“The impact of chronic stress on personal performance is multidimensional,” says Michael Thompson, Principal at PricewaterhouseCoopers, who has over 25 years in healthcare and employee benefits strategy development and implementation, design, financing, pricing, operations, and analysis. “Demands and pressures can come from all directions. By helping people learn the skill of resilience, we are helping them to be at their best at work, at home and in life; it’s a positive step forward toward their greater well-being and a positive return for the organization.” Like programs that prepare workers for specific physical tasks, resilience training is similar to protective gear for the brain
The good news: long-established science proves that resilience—the ability to cope and thrive in stressful situations—is a measurable set of skill-based competencies, including impulse control, empathy, positivity, and realistic optimism, that can be learned; and everyone has the ability to increase his or her resilience.

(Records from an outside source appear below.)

PR #24, opened 2014-12-19
Externalized + centralized (some) types visible in freeglut_std.h

sepehr-laal:
Ok, first off, let me start by the fact that C function pointers are extremely pain to make state-aware (well even `glutSetWindowData` is not enough in some cases where callback functions need to be allocated dynamically - imagine being embedded in a project where callbacks are coming from a Lua host, therefore they are not known at the compile time). I wanted not to change the type of the callbacks but I have to.

This is extremely important to C++ users and folks who try to embed Freeglut in their C++ related projects. There needs to be flexibility to change datatypes without breaking the underlying code. 

As a rough example, if I want to change `void(*)(void)` to `std::function<void()>`, everything should still function perfectly fine in theory. This particular example also needs an `allocate` function to initialize the Freeglut's state struct. But you got the idea.

I attempted to change the callback types but everything in Freeglut's main include file (`freeglut_std.h`) is strictly typed in place instead of having a centralized place. So I am proposing the idea of centralizing `typedef`s that are visible via `freeglut_std.h` with this pull request.

### DIFF
--- a/freeglut/freeglut/src/fg_internal.h
+++ b/freeglut/freeglut/src/fg_internal.h
@@ -203,53 +203,7 @@
 
 
 /* -- GLOBAL TYPE DEFINITIONS ---------------------------------------------- */
-
-/* Freeglut callbacks type definitions */
-typedef void (* FGCBDisplay       )( void );
-typedef void (* FGCBReshape       )( int, int );
-typedef void (* FGCBPosition      )( int, int );
-typedef void (* FGCBVisibility    )( int );
-typedef void (* FGCBKeyboard      )( unsigned char, int, int );
-typedef void (* FGCBKeyboardUp    )( unsigned char, int, int );
-typedef void (* FGCBSpecial       )( int, int, int );
-typedef void (* FGCBSpecialUp     )( int, int, int );
-typedef void (* FGCBMouse         )( int, int, int, int );
-typedef void (* FGCBMouseWheel    )( int, int, int, int );
-typedef void (* FGCBMotion        )( int, int );
-typedef void (* FGCBPassive       )( int, int );
-typedef void (* FGCBEntry         )( int );
-typedef void (* FGCBWindowStatus  )( int );
-typedef void (* FGCBJoystick      )( unsigned int, int, int, int );
-typedef void (* FGCBOverlayDisplay)( void );
-typedef void (* FGCBSpaceMotion   )( int, int, int );
-typedef void (* FGCBSpaceRotation )( int, int, int );
-typedef void (* FGCBSpaceButton   )( int, int );
-typedef void (* FGCBDials         )( int, int );
-typedef void (* FGCBButtonBox     )( int, int );
-typedef void (* FGCBTabletMotion  )( int, int );
-typedef void (* FGCBTabletButton  )( int, int, int, int );
-typedef void (* FGCBDestroy       )( void );    /* Used for both window and menu destroy callbacks */
-
-typedef void (* FGCBMultiEntry   )( int, int );
-typedef void (* FGCBMultiButton  )( int, int, int, int, int );
-typedef void (* FGCBMultiMotion  )( int, int, int );
-typedef void (* FGCBMultiPassive )( int, int, int );
-
-typedef void (* FGCBInitContext)();
-typedef void (* FGCBAppStatus)(int);
-
-/* The global callbacks type definitions */
-typedef void (* FGCBIdle          )( void );
-typedef void (* FGCBTimer         )( int );
-typedef void (* FGCBMenuState     )( int );
-typedef void (* FGCBMenuStatus    )( int, int, int );
-
-/* The callback used when creating/using menus */
-typedef void (* FGCBMenu          )( int );
-
-/* The FreeGLUT error/warning handler type definition */
-typedef void (* FGError           ) ( const char *fmt, va_list ap);
-typedef void (* FGWarning         ) ( const char *fmt, va_list ap);
+#include <Gl\freeglut_types.h>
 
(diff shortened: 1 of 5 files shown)


freeglut/freeglut/src/fg_internal.h
```diff
@@ -203,53 +203,7 @@
...
-typedef void (* FGCBMenuState     )( int );
-typedef void (* FGCBMenuStatus    )( int, int, int );
-
-/* The callback used when creating/using menus */
-typedef void (* FGCBMenu          )( int );
-
-/* The FreeGLUT error/warning handler type definition */
-typedef void (* FGError           ) ( const char *fmt, va_list ap);
-typedef void (* FGWarning         ) ( const char *fmt, va_list ap);
+#include <Gl\freeglut_types.h>
```
jtsiomb: how can you fuck this up so badly? wrong case AND wrong slash direction in one include statement....

jtsiomb:
Is there a point to this other than removing duplication? I'm not opposed to removing duplication, but in this case I'm not sure it's worth adding another public header file just for this.

Refrain from using the string "C++" anywhere in your answer. There isn't going to be a C++ compile-time option for freeglut, because it would result in multiple possible versions of binary incompatible libraries, which is unacceptable.

freeglut/freeglut/src/fg_internal.h
sepehr-laal: Dude, you really need to calm down. I gave up on Freeglut because of your
attitude a while ago. This was not even meant to be a final pull request.
It was a work in progress.

Most of these are Visual Studio generated. Windows does not care about case
of paths names and also Visual Studio's compiler does not care about slash
direction.

Not every one is a Linux dev.

You may consider this pull request abandoned.

On Tuesday, May 5, 2015, John Tsiombikas <notifications@github.com> wrote:

> In freeglut/freeglut/src/fg_internal.h
> <https://github.com/dcnieho/FreeGLUT/pull/24#discussion_r29728084>:
>
> > -typedef void (* FGCBInitContext)();
> > -typedef void (* FGCBAppStatus)(int);
> > -
> > -/* The global callbacks type definitions */
> > -typedef void (* FGCBIdle          )( void );
> > -typedef void (* FGCBTimer         )( int );
> > -typedef void (* FGCBMenuState     )( int );
> > -typedef void (* FGCBMenuStatus    )( int, int, int );
> > -
> > -/* The callback used when creating/using menus */
> > -typedef void (* FGCBMenu          )( int );
> > -
> > -/* The FreeGLUT error/warning handler type definition */
> > -typedef void (* FGError           ) ( const char *fmt, va_list ap);
> > -typedef void (* FGWarning         ) ( const char *fmt, va_list ap);
> > +#include <Gl\freeglut_types.h>
>
> how can you fuck this up so badly? wrong case AND wrong slash direction in
> one include statement....
>
> —
> Reply to this email directly or view it on GitHub
> <https://github.com/dcnieho/FreeGLUT/pull/24/files#r29728084>.
>


-- 

*Sepehr Laal* /* C++ developer, Downstream, Portland, OR */
[](auto o, auto e) {
  o << "*Mobile* " << "*+1* *(541) 556 6064*" << e;
  o << "*Desk*   " << "*+1* *(503) 496 7295*" << e;
}(std::cout, std::endl);

nigels-com: Aside from the broader potential of C++-ification of the GLUT API, and adding yet another public header, I'd raise a separate concern:

It's fine for FreeGLUT to internally use a FGCB prefix for callback types.  But I think promoting these from implementation to the formal interface is problematic.  It's effectively extending the GLUT API in a way that is incompatible with GLUT - actually proliferating these types into application code will result in GLUT-incompatible applications.

I personally think that C++ support ought to be wrapped around FreeGLUT (or GLUT) rather than this more intrusive approach.

- Nigel

jtsiomb: On Tue, May 05, 2015 at 05:59:13PM -0700, Sepehr Laal wrote:
> Dude, you really need to calm down. I gave up on Freeglut because of your
> attitude a while ago. 

Suit yourself.

> Most of these are Visual Studio generated. Windows does not care about case
> of paths names and also Visual Studio's compiler does not care about slash
> direction.

Is that an excuse for crappy unportable code in a cross-platform
project? Don't use visual studio's automatic tools if they can't emit
correct code, or at the very least check the output before sending pull
requests. Nobody owes you the effort to fix your code. Do it properly or
don't do it at all.

> Not every one is a Linux dev.

Not everyone has to be, to write correct include statements. It just
takes half a clue.

> You may consider this pull request abandoned.

Suit yourself.

-- 
John Tsiombikas
http://nuclear.mutantstargoat.com/

jtsiomb: On Tue, May 05, 2015 at 06:12:42PM -0700, Nigel Stewart wrote:

> Aside from the broader potential of C++-ification of the GLUT API, and
> adding yet another public header, I'd raise a separate concern:
> 
> It's fine for FreeGLUT to internally use a FGCB prefix for callback
> types.  But I think promoting these from implementation to the formal
> interface is problematic.  It's effectively extending the GLUT API in
> a way that is incompatible with GLUT - actually proliferating these
> types into application code will result in GLUT-incompatible
> applications.
> 
> I personally think that C++ support ought to be wrapped around
> FreeGLUT (or GLUT) rather than this more intrusive approach.

Indeed, I agree 100% with all of the above. You put words to my nagging
doubts about this change.

Cheers.

-- 
John Tsiombikas
http://nuclear.mutantstargoat.com/

PR #29, opened 2015-03-26
Implement initial Wayland support

Tarnyko:
This commit creates a new "wayland" backend, which can be
activated at configure time with "-DFREEGLUT_WAYLAND=ON".

If done so, it will be used instead of X11 (building both
and doing runtime detection may become possible later).
Please note that if you choose to use GL instead of GLES
(by not specifying "-DFREEGLUT_GLES=ON"), then libX11
will still be pulled as an indirect dependency.

Following features are still WIP :
- menus (not implemented, TODO) ;
- client-side decorations (not implemented, required
  because Wayland shells do not draw title bars nor
  resize grips, TODO) ;
- game mode (code is commented out, depends on WIP
  protocols tested upstream, WAIT FOR UPSTREAM) ;
- window visibility states (code is commented out,
  depends on xdg-shell protocol, TODO).

Signed-off-by: Manuel Bachmann <tarnyko@tarnyko.net>

### DIFF
--- a/freeglut/freeglut/CMakeLists.txt
+++ b/freeglut/freeglut/CMakeLists.txt
@@ -52,8 +52,10 @@ ENDIF()
 # OpenGL ES support
 OPTION(FREEGLUT_GLES "Use OpenGL ES (requires EGL)" OFF)
 
-# option to build either as "glut" (ON) or "freeglut" (OFF)
 IF(NOT WIN32)
+    # Wayland support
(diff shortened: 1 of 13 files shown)


Tarnyko:
Please find a demonstration video (best watched in fullscreen mode) here :

 https://www.youtube.com/watch?v=FQvRIoALQyg

Tarnyko:
Closing this pull request, to recreate a new one :).

PR #31, opened 2015-07-10
Fix compilation on Linux.

jzarl:
Commit ce15044f7362943aee7d465bf20310ba02991dae introduced an error
"undefined reference to `sball_initialized'" on non-Windows operating
systems.

### DIFF
--- a/freeglut/freeglut/src/fg_spaceball.c
+++ b/freeglut/freeglut/src/fg_spaceball.c
@@ -11,7 +11,7 @@
 #include <GL/freeglut.h>
 #include "fg_internal.h"
 
-#if(_WIN32_WINNT >= 0x0501)
+#if( !_WIN32 || _WIN32_WINNT >= 0x0501)
 
 /* -- PRIVATE FUNCTIONS --------------------------------------------------- */
 


dcnieho:
@jtsiomb, Does this look good to you?

jtsiomb:
It looks good in the sense that: yes, this apparently was broken, and yes, this change fixes it.

However, I don't think it's the correct way to fix this. Now that I look at that piece of code, I find that ifdef there completely wrong to begin with. It's pretending to care about windows versions, yet there is not a single piece of windows-specific code in that file (which is good, because it's not under mswin/ ).

I'm violently opposed to bringing back random system-specific ifdefs in the non-system-specific files. It goes against all that effort a couple of years ago of separating the system-specifics in subdirectories.

I assume that this ifdef can be moved in mswin/fg_spaceball_mswin.c and make fgPlatformInitializeSpaceball() and friends conditionally empty within that file, instead of not having them at all, and having to avoid calling them from the platform-independent part with conditionally empty fgInitializeSpaceball() and friends.

I hope that part was clear, I'm a bit sleep-deprived at the moment, just returned from a trip.

dcnieho:
Hi John,

That did make some sense, thanks. Lets see what the author of the windows spaceball code has to say about it. I'll pull in the fix for now, but we have to keep this open to fix it properly.

@stonexjr Could you have a look at this and perhaps implement what John suggests?

Thanks,
Dee

PR #32, opened 2015-07-10
Cmake package

jzarl:
This branch creates a FreeGLUTConfig.cmake (and accompanying files), needed for the find_package config mode in cmake.

There already is the FindGLUT.cmake find package module in the cmake distribution, but it is unmaintained and technically is too late to do proper detection of GLUT. E.g. FindGLUT can only speculate about required dependencies based on the current platform, whereas a proper cmake module can set definitions such as "-DFREEGLUT_GLES" correctly.


dcnieho:
This looks good. I'll just merge it while others may have further comments on it down the road. Thanks!

rcmaniac25:
Finally got around to looking at these. All is good, I tested it (BlackBerry 10 and Windows) and it worked, which was very cool.

I ran into one issue: When building for Windows, it looks up `FREEGLUT_LIB_PRAGMAS` and tries to use pragmas for loading *.lib(s). This tends to be fine if paths are correct, but the `FreeGLUTTargets.cmake` file doesn't specify `FREEGLUT_STATIC` for `FreeGLUT::freeglut_static`, so it fails when trying to find the lib. If I explicitly state the define or change the library to `FreeGLUT::freeglut` then it compiles fine. So I'd recommend adding the `FREEGLUT_STATIC` define for the static library.

Sample project I used had the following CMakeLists.txt:
```
CMAKE_MINIMUM_REQUIRED(VERSION 2.6.0)
PROJECT(FreeGLUTTest)

SET(FG_CONFIG_ROOT "${CMAKE_INSTALL_PREFIX}")
IF (WIN32)
	IF (NOT EXISTS CMAKE_INSTALL_PREFIX)
		SET(FG_CONFIG_ROOT "${CMAKE_INSTALL_PREFIX}/../freeglut")
	ENDIF()
ENDIF(WIN32)

INCLUDE(${FG_CONFIG_ROOT}/lib/cmake/FreeGLUT/FreeGLUTConfig.cmake)

ADD_EXECUTABLE(FreeGLUTTest
	src/main.c
)

TARGET_LINK_LIBRARIES(FreeGLUTTest
	PUBLIC FreeGLUT::freeglut_static
)
```

jzarl:
I don't have a windows machine nearby ATM, so I could not test this. Could you try applying ffc24cfb76 and report whether this is an appropriate fix for you?

rcmaniac25:
You're quick. That did the trick and it works now.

A recent study on the relationship between resilience and industry-standard business and psychological metrics, conducted by meQuilibrium, found that higher resilience is strongly correlated with benchmark physical and psychometric measures, such as job performance, perceived stress, overall health, and job satisfaction. Resilient workers are less stressed. Our research found that there is a strong inverse correlation between perceived stress and resilience: higher resilience corresponds to lower perceptions of stress. In fact, individuals with high resilience have 46% less perceived stress than those with low resilience. Resilience translates to better health. Individuals with high levels of resilience are nearly five times more likely to report very good or excellent health, compared to their peers with low resilience. Conversely, individuals with low resilience scores are twice as likely to be overweight and twice as likely to have required a hospital stay in the past year. Resilient employees have higher job satisfaction. Those with high levels of resilience are almost four times as likely to be highly satisfied with their jobs when compared to those with low levels of resilience. This group is also half as likely to have reported one to three absences in the past month. We all know a work environment can be stressful. Decades of research document significant effects of job strain on physical health, including heart disease, diabetes, depression and anxiety disorders, and other illnesses. Faced with an ever-quickening pace and fewer resources, today’s workers need and deserve skills to manage the pressures they experience. We’ve learned to give workers hard hats, safety gear, and training to improve their chances of success and safety. Now it’s time to start protecting what’s between our ears.